# Help with PPS , PPS pro , PPS classic ??



## starsunmoon (Apr 1, 2008)

I have read everything I can find. I have the grams printed out , I know to use the 

1 liter bottle 
59 grams K2SO4
65 grams KNO3
6 grams KH2P04
it says 41 grams MgSO4 *( I dont have any ) 
fill with distilled water, and this is 1 ML per 10 gallon 

ok, I get this , my problem is I have tried every scale I can get my hands on, *( other than buying a 20-30 & scale ) and I cant get the right amount in the bottle .  

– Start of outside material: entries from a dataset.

Issue #1234, opened 2020-04-22
[MaterialAlertDialog] Button theming broken on 1.2.0-alpha06 for Bridge theme


rlatapy-luna:
**Description:** Full description of issue here
AlertDialog theming seems broken in 1.2.0-alpha06 with Bridge theme.

**Expected behavior:**
|alpha05 + bridge|alpha06 + bridge|alpha06 (expected behavior)|
|:--:|:--:|:--:|
|![image](https://user-images.githubusercontent.com/45555889/80015461-0def3300-84d2-11ea-9f98-1ff2b53c0242.png)|![image](https://user-images.githubusercontent.com/45555889/80015336-da140d80-84d1-11ea-881d-d6a330303372.png)|![image](https://user-images.githubusercontent.com/45555889/80015368-e8fac000-84d1-11ea-9b3f-84289447aa24.png)|

With `backgroundTint` I can manage to have the correct color with alpha05 + bridge but not with alpha06 + bridge

**Source code:**  https://github.com/rlatapy-luna/dialogbuttonstyleissue

```
<style name="AppTheme" parent="Theme.MaterialComponents.DayNight.NoActionBar.Bridge">
    <item name="materialAlertDialogTheme">@style/ThemeOverlay.Custom.MaterialAlertDialog</item>
</style>
<style name="ThemeOverlay.Custom.MaterialAlertDialog" parent="ThemeOverlay.MaterialComponents.MaterialAlertDialog">
    <item name="buttonBarPositiveButtonStyle">@style/Widget.MaterialComponents.Button</item>
    <item name="buttonBarNeutralButtonStyle">@style/Widget.MaterialComponents.Button.OutlinedButton</item>
</style>

```
**Android API version:** 29

**Material Library version:** 1.2.0-alpha06

**Device:** Pixel 3XL

gabrielemariotti:
I am not sure that it is a bug.
You are using a `Bridge` theme and it means that each button is a  `AppCompatButton` instead of a `MaterialButton`.

<img width="459" alt="Schermata 2020-08-15 alle 20 54 23" src="https://user-images.githubusercontent.com/2583078/90319839-66908300-df3c-11ea-9a64-e08cd85198c2.png">

You can't use an `OutlinedButton` or a `Filled` style with an `AppCompatButton` since some attributes are not used.

drchen:
It seems we can close the issue. : )

Issue #1201, opened 2020-04-10
[CollapsingToolbarLayout] A title without space isn't displayed correctly


esnaultdev:
**Description:**
![Screenshot_1586525028_small](https://user-images.githubusercontent.com/7100677/78994543-51b17680-7b7b-11ea-92b0-5868ff08c006.png)

Using a title without spaces in a CollapsingToolbarLayout results in the text being laid out below the last line.

**Expected behavior:**
The title should break as it does in the screenshot, but all the lines should be displayed properly. Since the title gravity is bottom and the maxLines 3, in this example two lines should be displayed.

**Source code:**
Using the catalog source code:
Updating `cat_topappbar_collapsing_multiline_fragment.xml` to have bigger margins on the `CollapsingToolbarLayout`:
```
app:expandedTitleMarginStart="72dp"
app:expandedTitleMarginEnd="56dp"
```

Updating the `cat_topappbar_collapsing_multiline_demo_toolbar_title` string value to "Thisisalongtitlewithoutspace".

Resulting files:

`catalog/java/io/material/catalog/topappbar/res/layout/cat_topappbar_collapsing_multiline_fragment.xml`
```
...
<com.google.android.material.appbar.CollapsingToolbarLayout
      android:id="@+id/collapsingtoolbarlayout"
      style="?attr/catalogToolbarStyle"
      android:layout_width="match_parent"
      android:layout_height="match_parent"
      app:collapsedTitleTextAppearance="?attr/textAppearanceHeadline6"
      app:expandedTitleGravity="bottom"
      app:expandedTitleMarginBottom="24dp"
      app:expandedTitleMarginStart="72dp"
      app:expandedTitleMarginEnd="56dp"
      app:expandedTitleTextAppearance="?attr/textAppearanceHeadline5"
      app:maxLines="3"
      app:layout_scrollFlags="scroll|exitUntilCollapsed|snap">
...
 ```

`catalog/java/io/material/catalog/topappbar/res/values/strings.xml`
```
...
<string name="cat_topappbar_collapsing_multiline_demo_toolbar_title" description="Long title [CHAR_LIMIT=NONE]">Thisisalongtitlewithoutspace</string>
...
```

**Android API version:** API 29

**Material Library version:** 1.2.0-alpha05

**Device:** Android Emulator - Pixel 3

drchen:
Looks like it's been fixed.

Issue #1458, opened 2020-07-03
CollapsingToolbarLayout maxlines acting not as expected.


lectricas:
**Description:** Hi. I'm trying to make my CollapsingToolbarLayout to have two lines, which I do with 
`app:maxLines="2"`

There is some margins in expanded title, so I removed it like this:

```
            app:expandedTitleMarginBottom="0dp"
            app:expandedTitleMarginEnd="0dp"
            app:expandedTitleMarginStart="0dp"
            app:expandedTitleMarginTop="0dp"
```

Now my second line is cut out of view. I need to set 
`app:expandedTitleMarginBottom="8dp"`
in order to see the full two line title.
When I remove `app:maxLines="2"` it works as expected. 

It is not clear for me why this happens. Also CollapsingToolbarLayout is very mysterious, consider writing some docs on how this thing works.

<img width="490" alt="Screenshot 2020-07-03 at 15 06 09" src="https://user-images.githubusercontent.com/8782219/86467806-c50ff200-bd3e-11ea-9546-2efb050f85e3.png">

SonOfBowser:
Have you tried this on a snapshot? I think this is the same thing I fixed in https://github.com/material-components/material-components-android/pull/1432

PR #1462, opened 2020-07-04
[CollapsingToolbarLayout] Fix CollapsingToolbar multiline position

ghus-raba:
closes https://github.com/material-components/material-components-android/issues/1201 and https://github.com/material-components/material-components-android/issues/1458

This fixes position of multiline text in expanded state (best visible if bottom margin is set to 0 as in https://github.com/material-components/material-components-android/issues/1458) as well as some jump when transitioning to collapsed state.

### DIFF
--- a/lib/java/com/google/android/material/appbar/CollapsingToolbarLayout.java
+++ b/lib/java/com/google/android/material/appbar/CollapsingToolbarLayout.java
@@ -482,7 +482,7 @@ public class CollapsingToolbarLayout extends FrameLayout {
         collapsingTextHelper.setCollapsedBounds(
             tmpRect.left + (isRtl ? toolbar.getTitleMarginEnd() : toolbar.getTitleMarginStart()),
             tmpRect.top + maxOffset + toolbar.getTitleMarginTop(),
-            tmpRect.right + (isRtl ? toolbar.getTitleMarginStart() : toolbar.getTitleMarginEnd()),
+            tmpRect.right - (isRtl ? toolbar.getTitleMarginStart() : toolbar.getTitleMarginEnd()),
             tmpRect.bottom + maxOffset - toolbar.getTitleMarginBottom());
 
         // Update the expanded bounds
--- a/lib/java/com/google/android/material/internal/CollapsingTextHelper.java
+++ b/lib/java/com/google/android/material/internal/CollapsingTextHelper.java
@@ -548,18 +548,15 @@ public final class CollapsingTextHelper {
 
     switch (collapsedAbsGravity & Gravity.VERTICAL_GRAVITY_MASK) {
       case Gravity.BOTTOM:
-        collapsedDrawY = collapsedBounds.bottom;
+        collapsedDrawY = collapsedBounds.bottom + textPaint.ascent();
         break;
       case Gravity.TOP:
-        collapsedDrawY = collapsedBounds.top - textPaint.ascent();
+        collapsedDrawY = collapsedBounds.top;
         break;
       case Gravity.CENTER_VERTICAL:
       default:
-        float textHeight = textPaint.descent() - textPaint.ascent();
-        float textOffset = (textHeight / 2) - textPaint.descent();
-        collapsedDrawY = shouldDrawMultiline()
-            ? collapsedBounds.centerY() - (textHeight / 2)
-            : collapsedBounds.centerY() + textOffset;
+        float textOffset = (textPaint.descent() - textPaint.ascent()) / 2;
+        collapsedDrawY = collapsedBounds.centerY() - textOffset;
         break;
     }
 
@@ -577,13 +574,12 @@ public final class CollapsingTextHelper {
     }
 
     calculateUsingTextSize(expandedTextSize);
-
-    float textLayoutHeight = textLayout != null ? textLayout.getHeight() : 0;
+    float expandedTextHeight = textLayout != null ? textLayout.getHeight() : 0;
 
     float measuredWidth = textToDraw != null
         ? textPaint.measureText(textToDraw, 0, textToDraw.length()) : 0;
     width = textLayout != null && maxLines > 1 && !isRtl
-        ? textLayout.getLineWidth(0)
+        ? textLayout.getWidth()
         : measuredWidth;
     expandedFirstLineDrawX = textLayout != null ? textLayout.getLineLeft(0) : 0;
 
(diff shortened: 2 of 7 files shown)


ghus-raba:
> You'll have to rebase this on master, we don't take PRs directly to a release branch, and there have been a few fixes to Multiline there. In addition please squash it into one commit.

Done. The main issues seemed to be also fixed in master (though I would swear I checked that before). 

What's left here is some improvement to multiline demo + small fix for computing collapsed bounds. Also I kept some cleanup in collapsing text helper. 

Also I would ask to consider picking these fixes for 1.2 - as it is currently, the multiline feature is unusable for us in 1.2 and I would love to avoid waiting for 1.3 to become stable.

ymarian:
Can you elaborate a bit on the changes and what was broken? 

Things change substantially after this for example the margin bottom was previously from the baseline of the text but now it seems it’s from the text descent. Additionally seems you fixed margin start for RTL? But again a lot of things change from this, even TextFields. So would like to understand some of the changes and how this was tested

ghus-raba:
> Can you elaborate a bit on the changes and what was broken?

Sure. To start off easy, everything under `catalog` folder is just adding a menu to multiline demo that let's us change the value of `maxLines` for collapsing toolbar to 1, 2 or 3 for easier testing.

For the additional changes, I will comment next to the relevant code.

> Additionally seems you fixed margin start for RTL?

Maybe, but not intentionally 😄. I did not check it in RTL.

> how this was tested?

Just manually inside the catalog by using various settings eg. from linked issues. If you know of a way to write tests for this, I would love to.

lib/java/com/google/android/material/appbar/CollapsingToolbarLayout.java
```diff
@@ -482,7 +482,7 @@ protected void onLayout(boolean changed, int left, int top, int right, int botto
         collapsingTextHelper.setCollapsedBounds(
             tmpRect.left + (isRtl ? toolbar.getTitleMarginEnd() : toolbar.getTitleMarginStart()),
             tmpRect.top + maxOffset + toolbar.getTitleMarginTop(),
-            tmpRect.right + (isRtl ? toolbar.getTitleMarginStart() : toolbar.getTitleMarginEnd()),
+            tmpRect.right - (isRtl ? toolbar.getTitleMarginStart() : toolbar.getTitleMarginEnd()),
```
ghus-raba, line 485: This fixes text going out of screen in collapsed state when end margin is set.

lib/java/com/google/android/material/internal/CollapsingTextHelper.java
```diff
@@ -593,19 +590,15 @@ private void calculateBaseOffsets() {
             isRtl ? ViewCompat.LAYOUT_DIRECTION_RTL : ViewCompat.LAYOUT_DIRECTION_LTR);
     switch (expandedAbsGravity & Gravity.VERTICAL_GRAVITY_MASK) {
       case Gravity.BOTTOM:
-        float offset = shouldDrawMultiline() ? textLayoutHeight - textPaint.descent() : 0;
-        expandedDrawY = expandedBounds.bottom - offset;
+        expandedDrawY = expandedBounds.bottom - expandedTextHeight;
```
ghus-raba, line 593: These changes are for `expandedDrawY` and `collapsedDrawY ` to always mark top edge of the text to draw. Before, it was top edge for multiline, but bottom (baseline actually) for single line.

lib/java/com/google/android/material/internal/CollapsingTextHelper.java
```diff
@@ -678,15 +669,15 @@ public void draw(@NonNull Canvas canvas) {
 
       if (drawTexture) {
         // If we should use a texture, draw it instead of text
-        canvas.drawBitmap(expandedTitleTexture, x, y + ascent, texturePaint);
```
ghus-raba, line 681: Since `y` marks top of the text to draw, no need to add (actually subtract, see why it is a bit confusing?) the `ascent`

lib/java/com/google/android/material/internal/CollapsingTextHelper.java
```diff
@@ -699,30 +690,27 @@ private boolean shouldDrawMultiline() {
...
 
-    // position the overlays
-    canvas.translate(x - currentExpandedX, 0);
-
     // Collapsed text
     textPaint.setAlpha((int) (collapsedTextBlend * originalAlpha));
-    canvas.drawText(
-        textToDrawCollapsed, 0, textToDrawCollapsed.length(), 0, -ascent, textPaint);
+    canvas.drawText(textToDrawCollapsed, 0, textToDrawCollapsed.length(), 0,
+        textLayout.getLineBaseline(0), textPaint);
```
ghus-raba, line 704: Since `canvas.drawText(...)` expects the y to be the text baseline and canvas here is translated to top of the text, we get the baseline of the first line. 

Now that I look at it, it is probably true, that `-ascent == textLayout.getLineBaseline(0)`, but the latter is IMO clearer.

lib/java/com/google/android/material/internal/CollapsingTextHelper.java
```diff
@@ -699,30 +690,27 @@ private boolean shouldDrawMultiline() {
...
+      @NonNull Canvas canvas, float currentExpandedX, float y) {
     int originalAlpha = textPaint.getAlpha();
     // positon expanded text appropriately
     canvas.translate(currentExpandedX, y);
     // Expanded text
     textPaint.setAlpha((int) (expandedTextBlend * originalAlpha));
     textLayout.draw(canvas);
 
-    // position the overlays
-    canvas.translate(x - currentExpandedX, 0);
```
ghus-raba, line 711: Here I admit, that I am not sure what was this line supposed to do, so this might not be the smartest thing to do. 

However, we want to draw the single line in the same place as the multiline above via `textLayout.draw(canvas)`, so moving away from that point does not seem right.

ghus-raba:
> the margin bottom was previously from the baseline of the text but now it seems it’s from the text descent

You are right, it took me a while to realise. I must have forgotten to offset it after moving the anchor to top. 

On the other hand, it feels more natural this way, as it is same behavior as when we set bottom margin to a TextView. Plus IMHO it is a bit odd, that if we set `app:expandedTitleMarginBottom="0dp"`, part of the text under the baseline will get cut off.

Should I return the offset by descent then?

ymarian:
I agree it's nicer that it matches what TextView does. Thanks for the comments. Let me discuss with the rest of the team. We have a lot of screenshots tests internally that need to be updated, so it will take us more time to merge this in because of that

ymarian:
@ghus-raba ok we talked about this. The spec does use baseline for the margin here:
So we'll need to keep that, sorry for the back and forth.

Screen Shot 2020-07-08 at 2 02 14 PM

ghus-raba:
Ok, I offset it again, so the bottom margin is counted from baseline. 

Let me know if there is anything else to do.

I know each fert weighs differnt , or I would just use the teaspoon =5 grams +3teaspoons is a tablespoon . so 5 tablespoons would be 50 grams ....... I was doing it this way when I ran into my probelm . my scale is NOT working . I was trying to see how much weight EACH fert , *(3) in a teaspoon OR tablespoon weighed, so I could know' how many to add to my bottle . *(PLEASE HELP) 

I have a 55, 45, 20, 10 , 5.5 gallons to dose , so the PPS seems like the best for me , 1ML for 10 gallons , is ALOT easier than 1/32 and remebering to dose each diff small amount in each tank . 

SO what I am asking , 

WILL ANYONE, SOMEONE TELL ME THE GRAMS IN TEASPOON, OF EACH OF THE 3 FERTS I HAVE 

EXP. 59 GRAMS K2SO4 (say 60) = ?? __ teaspoons ???
65 grams KN03 = ?? __ teaspoons ????
6 grams KH2P04 = ?? __ teaspoon ?? 

ALSO please let me know in the OTHER liter bottle HOW much CSM&B to add, in teaspoons ?? 

right now I have a EI version in the fridge I have been dosing with, is that the same strength , or more than PPS ? 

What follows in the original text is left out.